Prof Nilsson said that although current treatments including statins and blood pressure drugs are very effective and reduce the risk of cardiovascular problems such as heart attacks and strokes by around 40 per cent, 'it should not be forgotten that 60 per cent of cardiovascular events continue to occur'.

Prof Nilsson told the conference that experiments had shown it was possible to alter the way the immune system reacted to plaques in the arteries to reduce inflammation and the severity of the build up.

Working with Prof Prediman Shah, from Cedars-Sinai Heart Institute in Los Angeles, the team were able to formulate a vaccine that reduced plaque build up by 60 to 70 per cent in mice.

The resulting CVX-210 vaccine, currently in development as an injection by CardioVax, is waiting regulatory clearance to start clinical trials.

A second vaccine using the same materials has been formulated as a nasal spray, Prof Nilsson said.

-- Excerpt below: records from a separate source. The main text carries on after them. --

PR #899, opened 2019-05-26
Remove special handling of prebuilt libraries

### LINKED ISSUE #440: Get rid of `HaskellPrebuiltPackageInfo`

mboes:
Now that prebuilt libraries look exactly like any other Haskell
libraries except for the fact that we have no source code for them, we
can get rid of `HaskellPrebuiltPackageInfo`. This in turn simplifies
a lot of internals:

* we no longer need the `prebuilt_deps` and `direct_prebuilt`
  attributes to `HaskellInfo` anymore.
* the Haddock wrapper is vastly simplified.

Closes #440

### DIFF
--- a/haskell/lint.bzl
+++ b/haskell/lint.bzl
@@ -5,7 +5,6 @@ load(
     "HaskellInfo",
     "HaskellLibraryInfo",
     "HaskellLintInfo",
-    "HaskellPrebuiltPackageInfo",
 )
 load(":private/context.bzl", "haskell_context", "render_env")
 load(":private/packages.bzl", "expose_packages", "pkg_info_to_compile_flags")
@@ -31,7 +30,7 @@ def _haskell_lint_rule_impl(ctx):
 def _haskell_lint_aspect_impl(target, ctx):
     hs = haskell_context(ctx, ctx.rule.attr)
 
-    if HaskellInfo not in target or HaskellPrebuiltPackageInfo in target:
+    if HaskellInfo not in target:
         return []
 
     hs_info = target[HaskellInfo]
--- a/haskell/cabal.bzl
+++ b/haskell/cabal.bzl
@@ -166,8 +166,6 @@ main = defaultMain
         dynamic_libraries = set.insert(dep_info.dynamic_libraries, dynamic_library),
         interface_dirs = set.insert(dep_info.interface_dirs, interfaces_dir),
         compile_flags = [],
-        prebuilt_dependencies = set.empty(),
-        direct_prebuilt_deps = set.empty(),
         cc_dependencies = dep_info.cc_dependencies,
         transitive_cc_dependencies = dep_info.transitive_cc_dependencies,
     )
--- a/haskell/doctest.bzl
+++ b/haskell/doctest.bzl
@@ -13,7 +13,6 @@ load(
     "@io_tweag_rules_haskell//haskell:providers.bzl",
     "HaskellInfo",
     "HaskellLibraryInfo",
-    "HaskellPrebuiltPackageInfo",
 )
 
 def _doctest_toolchain_impl(ctx):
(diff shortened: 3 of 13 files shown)


haskell/lint.bzl
```diff
@@ -31,7 +30,7 @@ def _haskell_lint_rule_impl(ctx):
 def _haskell_lint_aspect_impl(target, ctx):
     hs = haskell_context(ctx, ctx.rule.attr)
 
-    if HaskellInfo not in target or HaskellPrebuiltPackageInfo in target:
```
regnat: What will happen for the prebuilt dependencies here? Are they still ignored by the lint?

Another approach, of directly injecting antibodies against bad low density lipoprotein which carries cholesterol in the blood and forms the basis of the plaque, is already in trials.

Prof Nilsson said: “The rationale is that since oxidised LDL plays a major role in the development of atherosclerotic plaques and harmful inflammatory processes, directly targeting oxidised LDL should prevent plaque formation and reduce inflammation."

Early studies have shown that the antibody, called BI-204, developed jointly by BioInvent and Genentech, reduced plaques by half and was well tolerated when tested in 80 healthy people.

A trial of BI-204 in 144 people with heart disease is underway in America and Canada where body scans will measure plaques in the arteries over time.

Prof Nilsson said it was unlikely that the products would be given as traditional vaccines in early childhood and instead were more like drugs in that they would need to be given repeatedly.

He said: “Both these treatments are far more like drugs – to be effective they’d need to be given long term. The antibody therapy in particularly is likely to be expensive so you could probably only afford to give it to high risk populations rather than everyone."

Professor Peter Weissberg, Medical Director at the British Heart Foundation said: “A vaccination approach to the treatment of atherosclerosis is based on an attempt to interfere with the cellular mechanisms that cause life threatening build up of fatty deposits.

“There will be great interest in the outcome of the on-going studies to see firstly if this approach is safe and secondly, whether it can influence the progression of vascular disease in the long term.

“It is very promising, but it will take some time before we know if it is successful and, if so, which patients are likely to benefit most from this treatment.”